Listening Post: Alberga

This week, I had the pleasure of listening to Eleanor Alberga’s “Shining Gate of Morpheus.” This is a really stunning work written just eight years ago, in 2012. The piece manages to create a strong sense of story and a wide variety of textures with only a string ensemble with an additional horn. After listening to this work, I was genuinely surprised to see that it had such a minimal orchestration. The sweeping landscapes and various textures she produces seem to create the illusion of a much wider instrumental palette.

I couldn’t resist the temptation to look up the reference Alberga makes in her title. I learned that Morpheus is a deity associated with sleep. (Oh, Morpheus, please be with me through this finals week!) Understanding this mythological reference helps me understand why the composer organized this piece in a fluid way, but not one informed by any particular structural conventions or forms.

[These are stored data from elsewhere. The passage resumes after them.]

PR #3589, opened 2013-06-27
RP Branding!

### LINKED ISSUE #3286: Stronger relying party (RP) brand presence for sign-in and account creation UI elements
The Webmaker team is rebuilding its toolchain and experience, and has decided to make Persona an integral part of that solution, providing SSO and outsourcing identity authentication so that we're not responsible for yet another password store.

One issue we've run into is that from a user experience perspective, it is very difficult to communicate to a new user that they need to create a new Persona in order to obtain a Webmaker account. There is no way to "white label" account creation so that we can just show a new (non-Persona equipped) user an "email / password" field and have them sign up for a Persona.

We'd love the opportunity to discuss requirements and a potential solution here, most likely at the API level. I suspect we're one of the first consumers who is trying to go completely Persona-based, as opposed to Persona _or_ our own username/password system.

EDIT: morphed title of bug as per callahad's request; this isn't compete "white label", but rather just providing a stronger emphasis on the RP brand elements throughout the UI.

shane-tomlinson:
fixes #3286


callahad:
:sparkles: :exclamation:

resources/static/dialog/js/modules/dialog.js
```diff
@@ -293,6 +318,11 @@ BrowserID.Modules.Dialog = (function() {
           }
         }
 
+        if (paramsFromRP.backgroundColor) {
```
callahad, line 321: Do we want to hide this behind `experimental_backgroundColor`?

shane-tomlinson, line 321: @callahad this is probably a good way to go. I was going to merge it as is to get maximum exposure/testing before next Wednesday and let us debate until then.

jaredhirsch:
creating an account + signing in and out works fine for me on android 2.2, will look more later if it's not yet merged

jaredhirsch:
not yet merged, looking more now.

resources/static/dialog/js/modules/dialog.js
ozten, line 321: I think the experimental prefix should be weighed against how confident we are that people want it and how soon we want people to use it in it's final form.

The other properties we've put behind experimental, such as `forceIssuer` have had deep skepticism for inclusion and we don't want anyone using it who wouldn't be willing to update their code to an un-prefixed version.

I like experimental, as it is conservative... but I think we're pretty confident that we need this feature. We don't want partners to have to change their code in a 6 weeks or whatever to remove the experimental part, right?

jaredhirsch:
derp, out of time, didn't find anything to complain about :-)

resources/static/dialog/js/modules/dialog.js
```diff
@@ -293,6 +318,11 @@ BrowserID.Modules.Dialog = (function() {
...
+          var backgroundColor = validateBackgroundColor(paramsFromRP.backgroundColor);
```
jaredhirsch, line 322: Wait, maybe I did find a nit to pick ;-)

If the RP specifies an invalid background color, validateBackgroundColor will throw here. What's catching that error? What happens to the underlying page if we bail on execution right here--should we actually return a falsy backgroundColor if validation fails, and console.log the error instead?

resources/static/include_js/_include.js
```diff
@@ -461,6 +461,7 @@
         opts.tosURL = passedOptions.tosURL || undefined;
         opts.siteName = passedOptions.siteName || undefined;
         opts.siteLogo = passedOptions.siteLogo || undefined;
+        opts.backgroundColor = passedOptions.backgroundColor || undefined;
```
jaredhirsch, line 464: I'm not sure why we'd need to explicitly pass undefined if passedOptions.backgroundColor doesn't exist here. Is this just to please JSHint or something?

resources/static/dialog/js/modules/dialog.js
jaredhirsch, line 321: +1 to not prefixing this. it's an optional config parameter, not a new method, I'd just expose it for those who want to use it.

jaredhirsch:
@shane-tomlinson spoke too soon, wound up getting sucked into reading the code more closely :-)

Couple nits above, only one that really should be addressed is `validateBackgroundColor` throwing an uncaught Error if the color doesn't validate.

:beers: nice work shane and @djc

resources/static/dialog/js/modules/dialog.js
djc, line 321: FWIW, I also don't see much value in prefixing this given the response we've had to this on the mailing list. It also seems fairly innocuous; not that much complexity, very small API surface.

resources/static/include_js/_include.js
djc, line 464: I just followed along with all the other options... What you're saying really applies to most of them, doesn't it?

resources/static/dialog/js/modules/dialog.js
djc, line 322: I just did some more testing on this. In the current case, you get the error version of the dialog ("Please close this window and try again."). When you click "more info", you get to see "improper usage of API: Error: invalid backgroundColor: floozy". So actually, I think that's pretty good behavior.

We could go with console.logging() a warning message about the backgroundColor and proceeding by ignoring the color passed, but I don't know that that's better. It seems like pretty much all RPs will only pick a color once, while they're setting up RP functionality, and for that case it would be better to fail as obnoxiously as possible. Once the RP is setup and in actual use, invalid background colors should be very rare.

shane-tomlinson:
@6a68 - Thanks for the thorough review! validateBackgroundColor is within the massive try/catch block that does all the input parameter validation. 

The ongoing standard has been to throw an error in the validation function that is caught on line 379, causing a user facing error screen. The error screen displays "Improper usage of API: " + error. 

@lloyd and I discussed how to surface RP provided input validation errors last year and decided on an approach that would be immediately noticed by the RP developer. If there is an input validation error, stop the dialog from processing and surface the API error.

resources/static/include_js/_include.js
shane-tomlinson, line 464: @6a68 - that is a very good question, and we should immediately remove them. An RP could redefine undefined and break this code. Man, undefined is used like this all over the place!

shane-tomlinson, line 464: @6a68, @djc - https://github.com/mozilla/browserid/issues/3598

jaredhirsch:
Ah, ok. Thanks for the feedback, @djc and @shane-tomlinson. R+ :rainbow: :rainbow:

resources/static/include_js/_include.js
jaredhirsch, line 464: @shane-tomlinson I completely didn't catch that `undefined` could be explicitly reassigned here, it just looked funny to explicitly assign to it. Good catch!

Helping to reinforce this dreamlike aesthetic, the piece seems to wonder in and out different tonal centers. Some figures, like the idea being exchanged between the violins in the first page of the score center around A, being in the key of A minor. After a long voyage of different tonal centers, the piece ends on a wistful C-sharp minor chord, rather far removed from the original key. That the piece remains tonal throughout gives it a sense of structure and avoids the provocation that comes with any sudden clash and sense of disorientation. This choice preserves the fluid dreamlike character of the piece.

Although perhaps not as inventive in her choice of pitch collections, Alberga uses many unique rhythmic figures to help produce this ethereal quality. In truth, I don’t know which particular rhythms to single out for the purpose of this discussion. They line nearly every page of the score. The constant switching of time signatures denies any rhythm the time to settle into a groove in the ears of the listener.

Being explicit in its rhythmic notation, this work is a departure from many we have listened to thus for in the quarter. Perhaps a more explicit system of rhythmic notation is necessitated when writing for an orchestra, as opposed to chamber or solo music, two genres which encompass all or nearly all of the works we have discussed previously.